> Exercise requirements: Give back the data below exactly as it was given.

....

PR #1585, opened 2023-02-19
SDL: miscellaneous fixes

benoit-pierre:
* fix a heap buffer overflow
* fix some (minor) memory leaks

- - -
This change is [Reviewable](https://reviewable.io/reviews/koreader/koreader-base/1585)

### DIFF
--- a/ffi/SDL2_0_h.lua
+++ b/ffi/SDL2_0_h.lua
@@ -966,4 +966,5 @@ struct SDL_version {
   Uint8 patch;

....

> Written solution:
PR #1585, opened 2023-02-19
SDL: miscellaneous fixes

benoit-pierre:
* fix a heap buffer overflow
* fix some (minor) memory leaks

- - -
This change is [Reviewable](https://reviewable.io/reviews/koreader/koreader-base/1585)

### DIFF
--- a/ffi/SDL2_0_h.lua
+++ b/ffi/SDL2_0_h.lua
@@ -966,4 +966,5 @@ struct SDL_version {
   Uint8 patch;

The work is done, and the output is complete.